Task
Lift out, unaltered, the lines of the material below between the line holding "PR #276, opened 2022-10-28" and the line holding "Heritrix has problems", counting both.
▼▼▼
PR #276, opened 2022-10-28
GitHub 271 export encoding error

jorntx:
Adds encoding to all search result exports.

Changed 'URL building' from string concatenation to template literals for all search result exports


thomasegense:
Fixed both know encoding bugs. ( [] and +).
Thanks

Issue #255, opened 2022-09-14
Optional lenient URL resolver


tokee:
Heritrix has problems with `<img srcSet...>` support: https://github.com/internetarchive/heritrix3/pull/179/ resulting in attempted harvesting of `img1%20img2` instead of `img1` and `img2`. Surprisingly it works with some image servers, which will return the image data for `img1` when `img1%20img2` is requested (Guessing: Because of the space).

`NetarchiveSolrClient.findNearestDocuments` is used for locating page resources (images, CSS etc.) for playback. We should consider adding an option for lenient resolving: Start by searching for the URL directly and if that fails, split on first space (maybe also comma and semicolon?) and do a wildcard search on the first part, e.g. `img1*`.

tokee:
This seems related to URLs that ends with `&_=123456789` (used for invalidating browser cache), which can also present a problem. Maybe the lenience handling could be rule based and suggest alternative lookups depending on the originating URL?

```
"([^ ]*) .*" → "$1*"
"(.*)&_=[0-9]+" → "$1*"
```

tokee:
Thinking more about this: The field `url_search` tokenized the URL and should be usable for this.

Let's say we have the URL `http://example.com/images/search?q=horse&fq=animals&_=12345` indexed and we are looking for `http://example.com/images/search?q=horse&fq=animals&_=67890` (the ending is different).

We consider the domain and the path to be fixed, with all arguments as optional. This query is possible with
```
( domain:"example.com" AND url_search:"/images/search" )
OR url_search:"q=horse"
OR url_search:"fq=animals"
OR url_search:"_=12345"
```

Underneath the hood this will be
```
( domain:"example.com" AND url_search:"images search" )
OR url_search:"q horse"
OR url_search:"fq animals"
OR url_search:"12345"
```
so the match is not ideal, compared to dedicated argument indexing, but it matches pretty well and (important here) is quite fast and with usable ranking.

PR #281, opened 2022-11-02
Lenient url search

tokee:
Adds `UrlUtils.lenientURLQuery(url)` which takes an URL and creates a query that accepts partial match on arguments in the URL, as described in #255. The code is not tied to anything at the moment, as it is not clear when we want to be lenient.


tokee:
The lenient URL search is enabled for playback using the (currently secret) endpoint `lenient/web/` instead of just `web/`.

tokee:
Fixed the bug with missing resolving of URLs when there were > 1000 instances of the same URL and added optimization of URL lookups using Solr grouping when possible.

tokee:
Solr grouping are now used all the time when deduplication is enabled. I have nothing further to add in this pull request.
▲▲▲
▼▼▼
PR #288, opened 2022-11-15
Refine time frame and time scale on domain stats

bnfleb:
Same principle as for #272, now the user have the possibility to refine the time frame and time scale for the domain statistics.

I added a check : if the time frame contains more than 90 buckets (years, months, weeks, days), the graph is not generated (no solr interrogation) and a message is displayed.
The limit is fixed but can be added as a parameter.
▲▲▲
▼▼▼
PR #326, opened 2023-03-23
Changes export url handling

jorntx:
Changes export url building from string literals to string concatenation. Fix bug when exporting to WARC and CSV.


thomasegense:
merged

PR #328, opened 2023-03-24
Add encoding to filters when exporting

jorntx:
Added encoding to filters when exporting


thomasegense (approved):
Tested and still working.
▲▲▲
Written response
PR #276, opened 2022-10-28
GitHub 271 export encoding error

jorntx:
Adds encoding to all search result exports.

Changed 'URL building' from string concatenation to template literals for all search result exports


thomasegense:
Fixed both know encoding bugs. ( [] and +).
Thanks

Issue #255, opened 2022-09-14
Optional lenient URL resolver


tokee:
Heritrix has problems with `<img srcSet...>` support: https://github.com/internetarchive/heritrix3/pull/179/ resulting in attempted harvesting of `img1%20img2` instead of `img1` and `img2`. Surprisingly it works with some image servers, which will return the image data for `img1` when `img1%20img2` is requested (Guessing: Because of the space).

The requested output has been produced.